EPC Market Competitive Analysis
The EPC market is highly competitive, with a mix of global giants and localized experts. In the oil and gas EPC segment, the top five businesses control roughly 46% of the market—Fluor (12%), Bechtel (10%), TechnipFMC (9%), Saipem (8%), and Petrofac (7%)—indicating a fairly consolidated industry. Firms such as Hyundai Engineering & Construction, Samsung Engineering, Larsen & Toubro, and WorleyParsons have smaller but important stakes, frequently excelling in regional contracts and specialty project sectors. LNG and petrochemical projects improve the standing of Technip Energies, Bechtel, and JGC, who collectively account for 44-48% of EPC work in this subsegment. Clients seek faster delivery, cost efficiency, and sustainability integration; thus, competition is increasingly based on execution skill, risk management, digital technologies, and collaborations with equipment makers.
EPC Market Scope:

Report Summary –
Construction holds the largest share in the EPC industry, contributing about 36.23% by type. Roads, railways, and bridges lead applications with around 30.12% share in 2024.Asia-Pacific dominates the market with over 41% share, driven by rapid urbanization and infrastructure projects. Top players like Fluor, Bechtel, TechnipFMC, Saipem, and Petrofac together account for nearly 46% of oil & gas EPC contracts. Key growth drivers include renewable energy expansion, government-backed infrastructure development, and adoption of digital technologies.
Key Players –
· China State Construction Engineering Corporation
· Vinci
· Bouygues
· Fluor Corporation
· Saipem S.p.A.
· Petrofac Limited
· Technip Energies
· McDermott International
· Larsen & Toubro
· Wood Group (John Wood plc)
· Samsung Engineering
· Hyundai Engineering & Construction (Hyundai E&C)
· Kiewit Corporation
Frequently Ask Questions –
1) What does EPC mean in the EPC market?
Ans - EPC stands for Engineering, Procurement, and Construction, where a contractor delivers turnkey projects from design to execution.
2) What are the major segments of the EPC market?
Ans - The EPC market is segmented by type (engineering, procurement, construction), power generation (thermal, renewable, hydro, nuclear), and equipment.

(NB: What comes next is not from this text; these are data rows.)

PR #3848, opened 2015-09-08
Feature/cdap 2757 dynamic partitioning of mr output

anwar6953:
Ability to dynamically write to multiple partitions of a PartitionedFileSet dataset, as the output of a MapReduce job.

This is implemented by having a DynamicParitioningOutputFormat which writes records to a relative path in the temporary directory of the MapReduce job, based upon the PartitionKey returned by a DynamicPartitioner class, which is implemented by the user. Then, in the commitJob of the OutputFormatCommitter, these paths are moved to the PartitionedFileSet's baseLocation, and Partitions are registered in the dataset for each of these.

https://issues.cask.co/browse/CDAP-2757
http://builds.cask.co/browse/CDAP-DUT2731-11

### DIFF
--- a/cdap-api/src/main/java/co/cask/cdap/api/dataset/lib/DynamicPartitioner.java
+++ b/cdap-api/src/main/java/co/cask/cdap/api/dataset/lib/DynamicPartitioner.java
@@ -35,7 +35,7 @@ public abstract class DynamicPartitioner<K, V> {
    *    on that instance.
    *  </p>
    *  @param mapReduceTaskContext the mapReduceTaskContext for the task that this DynamicPartitioner is running in.
-   *
+   *  Note that the hadoop context is not available on this MapReduceTaskContext.
    */
   public void initialize(MapReduceTaskContext<K, V> mapReduceTaskContext) {
     // do nothing by default
--- a/cdap-api/src/main/java/co/cask/cdap/api/dataset/lib/DynamicPartitioner.java
+++ b/cdap-api/src/main/java/co/cask/cdap/api/dataset/lib/DynamicPartitioner.java
@@ -1,5 +1,5 @@
 /*
- * Copyright © 2014-2015 Cask Data, Inc.
+ * Copyright © 2015 Cask Data, Inc.
  *
  * Licensed under the Apache License, Version 2.0 (the "License"); you may not
  * use this file except in compliance with the License. You may obtain a copy of
--- a/cdap-api/src/main/java/co/cask/cdap/api/dataset/lib/DynamicPartitioner.java
+++ b/cdap-api/src/main/java/co/cask/cdap/api/dataset/lib/DynamicPartitioner.java
@@ -1,0 +1,63 @@
+/*
+ * Copyright © 2014-2015 Cask Data, Inc.
+ *
+ * Licensed under the Apache License, Version 2.0 (the "License"); you may not
+ * use this file except in compliance with the License. You may obtain a copy of
+ * the License at
+ *
+ * http://www.apache.org/licenses/LICENSE-2.0
+ *
+ * Unless required by applicable law or agreed to in writing, software
+ * distributed under the License is distributed on an "AS IS" BASIS, WITHOUT
+ * WARRANTIES OR CONDITIONS OF ANY KIND, either express or implied. See the
+ * License for the specific language governing permissions and limitations under
+ * the License.
+ */
+
+package co.cask.cdap.api.dataset.lib;
+
+import co.cask.cdap.api.mapreduce.MapReduceTaskContext;
+
+/**
+ * Responsible for dynamically determining a @{link PartitionKey}.
+ * For each K, V pair, the getPartitionKey(K, V) method is called to determine a PartitionKey.
+ *
+ * @param <K> Type of key
+ * @param <V> Type of value
+ */
+public abstract class DynamicPartitioner<K, V> {
+
+
+  /**
+   *  Initializes a DynamicPartitioner.
+   *  <p>
+   *    This method will be called only once per {@link DynamicPartitioner} instance. It is the first method call
+   *    on that instance.
+   *  </p>
+   *  @param mapReduceTaskContext the mapReduceTaskContext for the task that this DynamicPartitioner is running in.
+   *
+   */
+  public void initialize(MapReduceTaskContext<K, V> mapReduceTaskContext) {
+    // do nothing by default
+  }
+
+  /**
+   *  Destroys a DynamicPartitioner.
+   *  <p>
+   *    This method will be called only once per {@link DynamicPartitioner} instance. It is the last method call
+   *    on that instance.
+   *  </p>
+   */
+  public void destroy() {
+    // do nothing by default
+  }
+
+  /**
+   * Determine the PartitionKey for the key-value pair to be written to.
+   *
+   * @param key the key to be written
+   * @param value the value to be written
+   * @return the {@link PartitionKey} for the key-value pair to be written to.
+   */
+  public abstract PartitionKey getPartitionKey(K key, V value);
+}
--- a/cdap-app-fabric/src/main/java/co/cask/cdap/internal/app/runtime/batch/MapReduceTaskContextProvider.java
+++ b/cdap-app-fabric/src/main/java/co/cask/cdap/internal/app/runtime/batch/MapReduceTaskContextProvider.java
@@ -55,7 +55,7 @@ public final class MapReduceTaskContextProvider {
   private BasicMapReduceTaskContext context;
   private AbstractMapReduceTaskContextBuilder contextBuilder;
 
-  public MapReduceTaskContextProvider(TaskAttemptContext context, MapReduceMetrics.TaskType type) {
+  public MapReduceTaskContextProvider(TaskAttemptContext context, @Nullable MapReduceMetrics.TaskType type) {
     this.taskContext = context;
     this.type = type;
     this.contextConfig = new MapReduceContextConfig(context.getConfiguration());
@@ -71,7 +71,7 @@ public final class MapReduceTaskContextProvider {
    * inside cannot load program classes. It is used for the cases where only the application specification is needed,
    * but no need to load any class from it.
    */
-  public synchronized BasicMapReduceTaskContext get() {
+  public synchronized <K, V> BasicMapReduceTaskContext<K, V> get() {
     if (context == null) {
       CConfiguration cConf = contextConfig.getConf();
       context = getBuilder(cConf)
--- a/cdap-app-fabric/src/main/java/co/cask/cdap/internal/app/runtime/batch/dataset/partitioned/DynamicPartitioningOutputCommitter.java
+++ b/cdap-app-fabric/src/main/java/co/cask/cdap/internal/app/runtime/batch/dataset/partitioned/DynamicPartitioningOutputCommitter.java
@@ -19,6 +19,7 @@ package co.cask.cdap.internal.app.runtime.batch.dataset.partitioned;
 import co.cask.cdap.api.dataset.lib.PartitionKey;
 import co.cask.cdap.api.dataset.lib.PartitionedFileSet;
 import co.cask.cdap.api.dataset.lib.Partitioning;
+import co.cask.cdap.common.conf.Constants;
 import co.cask.cdap.internal.app.runtime.batch.BasicMapReduceTaskContext;
 import co.cask.cdap.internal.app.runtime.batch.MapReduceTaskContextProvider;
 import com.google.common.collect.Lists;
@@ -69,11 +70,12 @@ public class DynamicPartitioningOutputCommitter extends FileOutputCommitter {
   public void commitJob(JobContext context) throws IOException {
     BasicMapReduceTaskContext mrTaskContext = new MapReduceTaskContextProvider(taskContext, null).get();
     String outputDatasetName =
-      context.getConfiguration().get(DynamicPartitioningOutputFormat.HCONF_ATTR_OUTPUT_DATASET);
+      context.getConfiguration().get(Constants.Dataset.Partitioned.HCONF_ATTR_OUTPUT_DATASET);
     PartitionedFileSet outputDataset = mrTaskContext.getDataset(outputDatasetName);
     Partitioning partitioning = outputDataset.getPartitioning();
 
     Set<PartitionKey> partitionsToAdd = new HashSet<>();
+    Set<String> relativePaths = new HashSet<>();
     // Go over all files in the temporary directory and keep track of partitions to add for them
     FileStatus[] allCommittedTaskPaths = getAllCommittedTaskPaths(context);
     for (FileStatus committedTaskPath : allCommittedTaskPaths) {
@@ -103,6 +105,7 @@ public class DynamicPartitioningOutputCommitter extends FileOutputCommitter {
         }
         PartitionKey partitionKey = getPartitionKey(partitioning, relativeDir);
         partitionsToAdd.add(partitionKey);
+        relativePaths.add(relativeDir);
       }
     }
 
@@ -118,6 +121,7 @@ public class DynamicPartitioningOutputCommitter extends FileOutputCommitter {
     for (PartitionKey partitionKey : partitionsToAdd) {
       outputDataset.getPartitionOutput(partitionKey).addPartition();
     }
+
     // close the TaskContext, which flushes dataset operations
     try {
       mrTaskContext.flushOperations();
@@ -129,7 +133,15 @@ public class DynamicPartitioningOutputCommitter extends FileOutputCommitter {
 
     // delete the job-specific _temporary folder and create a _done file in the o/p folder
     cleanupJob(context);
-    // this commitJob() omits the marking with '_SUCCESS' file, because the output directory is shared across jobs.
+
+    // mark all the final output paths with a _SUCCESS file, if configured to do so (default = true)
+    if (context.getConfiguration().getBoolean(SUCCESSFUL_JOB_OUTPUT_DIR_MARKER, true)) {
+      for (String relativePath : relativePaths) {
+        Path pathToMark = new Path(finalOutput, relativePath);
+        Path markerPath = new Path(pathToMark, SUCCEEDED_FILE_NAME);
+        fs.create(markerPath).close();
+      }
+    }
   }
 
   private PartitionKey getPartitionKey(Partitioning partitioning, String relativePath) {
--- a/cdap-app-fabric/src/main/java/co/cask/cdap/internal/app/runtime/batch/dataset/partitioned/DynamicPartitioningOutputCommitter.java
+++ b/cdap-app-fabric/src/main/java/co/cask/cdap/internal/app/runtime/batch/dataset/partitioned/DynamicPartitioningOutputCommitter.java
@@ -107,14 +107,6 @@ public class DynamicPartitioningOutputCommitter extends FileOutputCommitter {
       }
     }
 
-    try {
-      mrTaskContext.flushOperations();
-    } catch (Exception e) {
-      throw new IOException(e);
-    } finally {
-      mrTaskContext.close();
-    }
-
     // We need to copy to the parent of the FileOutputFormat's outputDir, since we added a _temporary_jobId suffix to
     // the original outputDir.
     Path finalOutput = FileOutputFormat.getOutputPath(context);
@@ -126,6 +118,14 @@ public class DynamicPartitioningOutputCommitter extends FileOutputCommitter {
     // create all the necessary partitions
     for (PartitionKey partitionKey : partitionsToAdd) {
       outputDataset.getPartitionOutput(partitionKey).addPartition();
+    }
+    // close the TaskContext, which flushes dataset operations
+    try {
+      mrTaskContext.flushOperations();
+    } catch (Exception e) {
+      throw new IOException(e);
+    } finally {
+      mrTaskContext.close();
     }
 
     // delete the job-specific _temporary folder and create a _done file in the o/p folder
--- a/cdap-app-fabric/src/main/java/co/cask/cdap/internal/app/runtime/batch/dataset/partitioned/DynamicPartitioningOutputCommitter.java
+++ b/cdap-app-fabric/src/main/java/co/cask/cdap/internal/app/runtime/batch/dataset/partitioned/DynamicPartitioningOutputCommitter.java
@@ -22,7 +22,6 @@ import co.cask.cdap.api.dataset.lib.Partitioning;
 import co.cask.cdap.common.conf.Constants;
 import co.cask.cdap.internal.app.runtime.batch.BasicMapReduceTaskContext;
 import co.cask.cdap.internal.app.runtime.batch.MapReduceTaskContextProvider;
-import com.google.common.collect.Lists;
 import org.apache.hadoop.fs.FileStatus;
 import org.apache.hadoop.fs.FileSystem;
 import org.apache.hadoop.fs.LocatedFileStatus;
@@ -38,6 +37,7 @@ import org.slf4j.Logger;
 import org.slf4j.LoggerFactory;
 
 import java.io.IOException;
+import java.util.Arrays;
 import java.util.HashSet;
 import java.util.List;
 import java.util.Map;
@@ -139,13 +139,19 @@ public class DynamicPartitioningOutputCommitter extends FileOutputCommitter {
       for (String relativePath : relativePaths) {
         Path pathToMark = new Path(finalOutput, relativePath);
         Path markerPath = new Path(pathToMark, SUCCEEDED_FILE_NAME);
-        fs.create(markerPath).close();
+        fs.createNewFile(markerPath);
       }
     }
   }
 
   private PartitionKey getPartitionKey(Partitioning partitioning, String relativePath) {
-    List<String> pathParts = Lists.newArrayList(relativePath.split(Path.SEPARATOR));
+    List<String> pathParts = Arrays.asList(relativePath.split(Path.SEPARATOR));
+
+    if (pathParts.size() != partitioning.getFields().size()) {
+      throw new IllegalArgumentException(
+        String.format("relativePath '%s' does not have same number of components as partitioning '%s",
+                      relativePath, partitioning));
+    }
 
     PartitionKey.Builder builder = PartitionKey.builder();
     int i = 0;
@@ -223,14 +229,6 @@ public class DynamicPartitioningOutputCommitter extends FileOutputCommitter {
     return fs.listStatus(jobAttemptPath, new CommittedTaskFilter());
   }
 
-  class CommittedTaskFilter implements PathFilter {
-    @Override
-    public boolean accept(Path path) {
-      return !PENDING_DIR_NAME.equals(path.getName());
-    }
-  }
-
-
   /**
    * given two paths as input:
    *    base: /my/base/path
@@ -239,5 +237,12 @@ public class DynamicPartitioningOutputCommitter extends FileOutputCommitter {
    */
   private String getRelative(Path base, Path file) {
     return base.toUri().relativize(file.toUri()).getPath();
+  }
+
+  private static class CommittedTaskFilter implements PathFilter {
+    @Override
+    public boolean accept(Path path) {
+      return !PENDING_DIR_NAME.equals(path.getName());
+    }
   }
 }
--- a/cdap-app-fabric/src/main/java/co/cask/cdap/internal/app/runtime/batch/dataset/partitioned/DynamicPartitioningOutputCommitter.java
+++ b/cdap-app-fabric/src/main/java/co/cask/cdap/internal/app/runtime/batch/dataset/partitioned/DynamicPartitioningOutputCommitter.java
@@ -1,0 +1,237 @@
+/*
+ * Copyright © 2015 Cask Data, Inc.
+ *
+ * Licensed under the Apache License, Version 2.0 (the "License"); you may not
+ * use this file except in compliance with the License. You may obtain a copy of
+ * the License at
+ *
+ * http://www.apache.org/licenses/LICENSE-2.0
+ *
+ * Unless required by applicable law or agreed to in writing, software
+ * distributed under the License is distributed on an "AS IS" BASIS, WITHOUT
+ * WARRANTIES OR CONDITIONS OF ANY KIND, either express or implied. See the
+ * License for the specific language governing permissions and limitations under
+ * the License.
+ */
+
+package co.cask.cdap.internal.app.runtime.batch.dataset.partitioned;
+
+import co.cask.cdap.api.dataset.lib.Partition;
+import co.cask.cdap.api.dataset.lib.PartitionKey;
+import co.cask.cdap.api.dataset.lib.PartitionedFileSet;
+import co.cask.cdap.api.dataset.lib.Partitioning;
+import co.cask.cdap.internal.app.runtime.batch.BasicMapReduceTaskContext;
+import co.cask.cdap.internal.app.runtime.batch.MapReduceTaskContextProvider;
+import com.google.common.collect.Lists;
+import org.apache.hadoop.fs.FileStatus;
+import org.apache.hadoop.fs.FileSystem;
+import org.apache.hadoop.fs.LocatedFileStatus;
+import org.apache.hadoop.fs.Path;
+import org.apache.hadoop.fs.PathFilter;
+import org.apache.hadoop.fs.RemoteIterator;
+import org.apache.hadoop.mapred.FileAlreadyExistsException;
+import org.apache.hadoop.mapreduce.JobContext;
+import org.apache.hadoop.mapreduce.TaskAttemptContext;
+import org.apache.hadoop.mapreduce.lib.output.FileOutputCommitter;
+import org.apache.hadoop.mapreduce.lib.output.FileOutputFormat;
+import org.slf4j.Logger;
+import org.slf4j.LoggerFactory;
+
+import java.io.IOException;
+import java.util.HashSet;
+import java.util.List;
+import java.util.Map;
+import java.util.Set;
+
+/**
+ * An OutputCommitter which creates partitions in a configured PartitionedFileSet dataset for all of the partitions
+ * that were written to by a DynamicPartitioningOutputFormat
+ * It enables this by having each job write to a job-specific temporary path within that output directory.
+ * Then, upon commitJob, it moves the files to the final, parent directory if the final output directories do not
+ * already exist.
+ */
+public class DynamicPartitioningOutputCommitter extends FileOutputCommitter {
+
+  private static final Logger LOG = LoggerFactory.getLogger(DynamicPartitioningOutputCommitter.class);
+
+  private final TaskAttemptContext taskContext;
+  private final Path jobSpecificOutputPath;
+
+  // Note that the outputPath passed in is treated as a temporary directory.
+  // The commitJob method moves the files from within this directory to an parent (final) directory.
+  // The cleanupJob method removes this directory.
+  public DynamicPartitioningOutputCommitter(Path outputPath, TaskAttemptContext context) throws IOException {
+    super(outputPath, context);
+    this.taskContext = context;
+    this.jobSpecificOutputPath = outputPath;
+  }
+
+  @Override
+  public void commitJob(JobContext context) throws IOException {
+    BasicMapReduceTaskContext mrTaskContext = new MapReduceTaskContextProvider(taskContext, null).get();
+    String outputDatasetName =
+      context.getConfiguration().get(DynamicPartitioningOutputFormat.HCONF_ATTR_OUTPUT_DATASET);
+    PartitionedFileSet outputDataset = mrTaskContext.getDataset(outputDatasetName);
+    Partitioning partitioning = outputDataset.getPartitioning();
+
+    Set<PartitionKey> partitionsToAdd = new HashSet<>();
+    // Go over all files in the temporary directory and keep track of partitions to add for them
+    FileStatus[] allCommittedTaskPaths = getAllCommittedTaskPaths(context);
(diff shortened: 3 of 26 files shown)


chtyim:
You need some better commit message than `wip`.

cdap-data-fabric/src/main/java/co/cask/cdap/data2/dataset2/lib/file/FileSetDataset.java
```diff
@@ -139,7 +139,8 @@ static Location determineBaseLocation(DatasetContext datasetContext, CConfigurat
 
   private Location determineOutputLocation() {
     String outputPath = FileSetArguments.getOutputPath(runtimeArguments);
-    return outputPath == null ? null : createLocation(outputPath);
+    // TODO: think about all cases of this change (for instance, FileSet as output of MR)
```
anew: yeah this seems risky. Would it cause every map/reduce that does not configure an output path and does not use dynamic partitioner to write to the base location?

cdap-data-fabric/src/main/java/co/cask/cdap/data2/dataset2/lib/partitioned/PartitionedFileSetDataset.java
```diff
@@ -566,7 +560,16 @@ public String getInputFormatClassName() {
 
   @Override
   public String getOutputFormatClassName() {
+    if (isExternal) {
+      throw new UnsupportedOperationException(
+        "Output is not supported for external partitioned file set '" + spec.getName() + "'");
+    }
+    PartitionKey outputKey = PartitionedFileSetArguments.getOutputPartitionKey(runtimeArguments, getPartitioning());
+    if (outputKey == null) {
+      return "co.cask.cdap.internal.app.runtime.batch.dataset.partitioned.DynamicPartitioningOutputFormat";
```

3) Who are the leading players in the EPC industry?
Ans - Top players include Fluor, Bechtel, TechnipFMC, Saipem, and Petrofac, with the top five holding nearly 46% of the oil & gas EPC market.
4) Which region dominates the EPC market?
Ans - Asia-Pacific leads with about 40% share, followed by North America and Europe, driven by large-scale infrastructure and energy projects.
5) How competitive is the EPC market?
Ans- The industry is moderately consolidated, with global giants dominating large projects and regional firms excelling in local contracts.